I've done some proof-of-concept work. The pitch detection and pitch shifting code seem to work reasonably well. Here's an example. You can ignore the "buzzy" sound - that's part of the original recording. The important thing is that it (more or less) preserves the character of the sound without introducing the "chipmunk effect".

I'm creating a sort of "melodic backbone" of frequency information that includes preparation, portamento, overshoot and vibrato, and while it's pretty rough, it shows promise. Right now, it only renders the melody as a sine wave. Here's an example.

I'm currently in the process of gluing these parts together into a simple rendering engine that can take phonemes sung one one pitch, and follow that melodic curve. Once that's done, I'll can have it start singing "La, la, la".

I've also experimented with cross-fading phonemes together, both with simple time-based crossfades and more complex harmonic-based crossfades (like in Vocaloid). I can't hear much difference between the two. When I add that, I should be able to render simple melodies like "do-be-do-be-do".

If I can get it that far, I'll need to start building a sung database of phonemes. I'm not looking forward to that, because English requires a ton of phonemes. I expect to record blocks of blends in VCV format, like "ahtah ehteh ihtih ohtoh uhtuh aytay eetee ietie ohtoh ...", much like UTAU does. Each of the blends can be used for VCV blends ("...ahtah..."), VC endings ("...aht") and CV beginnings ("tah...").

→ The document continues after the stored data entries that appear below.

PR #4052, opened 2024-02-23
Remove usage of `kotlin.random.Random` form `CoroutineScheduler.Worker` init

### LINKED ISSUE #4051: Noticeable upfront cost of Dispatchers.Default
**Describe the problem**

Creation of the `CoroutineScheduler` requires initialization of `kotlin.random.Random`, which, in the case of `kotlin-stdlib-jdk8` is used, requires dynamic class-loading of `android.os.BUNDLE` (see: https://youtrack.jetbrains.com/issue/KT-44089)

However, `Dispatchers.Default` is often used early in the application runtime when startup logic uses coroutines, and additional class-loading delays are unfortunate.
See [github: "main" /Dispatchers.Default/](https://github.com/search?q=%22main%28%22+%2FDispatchers.Default%2F&type=code) for examples.

<details>
  <summary>Profiler result</summary>
  
Screenshot 2024-02-23 at 23 26 13

</details>

**Provide a Reproducer**

```kotlin
// FILE: main.kt


fun main() {
    val dispatcher = Dispatchers.Default
    runBlocking {
        delay(1000)
    }

    subCall(dispatcher)
}

suspend fun mainImpl() {
    println("done")
}
```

It's being coded in Java mainly because I'm comfortable coding in it. I suspect it would be fairly straight forward to convert to C or C# when it's done.

I'd considered trying to do this with the UTAU engine, but there's no documentation on it that I can find. Also, it seems to require Japanese localization, and that's a bit of a pain.

If you've got any additional questions, let me know, or shoot me an email - I PM'd you my email address.


-- David Cuny
My virtual singer development blog

Vocal control, you say. Never heard of it. Is that some kind of ProTools thing?